Sidak yang dilaksanakan Kamis (17/5/2018) di antaranya mendatangi ke Pasar Curug. Di pasar ini, petugas gabungan mendapatkan makanan mengandung bahan pengawet jenis Formalin pada Tahu dan Rodhamin-B atau pewarna tekstil pada Pacar Cina.
Pedagang kedua jenis makanan itupun ditegur dan diperintahkan untuk tak lagi menjualnya bagi masyarakat. Pedagang yang kaget disidak  menyatakan siap memenuhi perintah petugas gabungan.
Lalu, petugas pun mengambil 34 sampel makanan di Pasar Curug untuk diteliti. Hasilnya, dari 34 sampel 5 jenis makanan positif mengandung bahan pengawet dan pewarna tekstil yang berbahaya bila dikonsumsi tubuh.
Kelima jenis makanan itu terdiri 2 jenis Tahu mengandung Formalin, 2 jenis Pacar Cina mengandung Pewarna Tekstil, dan Sagu Mutiara mengandung Pewarna Tekstil.
Sementara sidak di Supermarket Giant Citra Raya di Cikupa, petugas gabungan tak menemukan makanan yang mengandung bahan berbahaya.
 
TARIK MAKANAN
Komarudin, Pjs Bupati Tangerang yang mendapat laporan hasil sidak,  menyatakan pihaknya akan meminta instansi terkait untuk menarik makanan yang mengandung bahan berbahaya dari pasaran.

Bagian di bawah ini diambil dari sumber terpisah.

PR #873, opened 2019-12-05
feat: move event listeners to modifier

FezVrasta:
With this we lose the `instance.enableEventListeners` method.

We have 3 options:

1. add it back (kinda hack-ish)
2. tell users to destroy + create when they need different options
3. create a global method to update an instance options

3 is something some people asked in the past, but considered how lightweight the popper instantiation is, I don't know if it's worth it.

“Kami juga siap memberikan pemahaman kepada para pedagang dan siap menyosialisasikan pencegahan makanan mengandung bahan  berbahaya kepada masyarakat luas,” paparnya.
Sementara Kepala Dinas Kesehatan Kabupaten Tangerang, dr Desiriana Dinardianti MARS, menambahkan produk makanan yang mengandung pewarna sintesis Rodhamin-B dan Formalin jika dikonsumsi dalam jangka panjang, sangat membahayakan kesehatan tubuh. “Di antaranya bisa menimbulkan kanker.”
Pencegahan ini penting, kata Kepala Dinkes Kabupaten Tangerang, untuk menjaga kesehatan masyarakat, terutama bagi anak-anak yang memiliki masa depan yang masih panjang.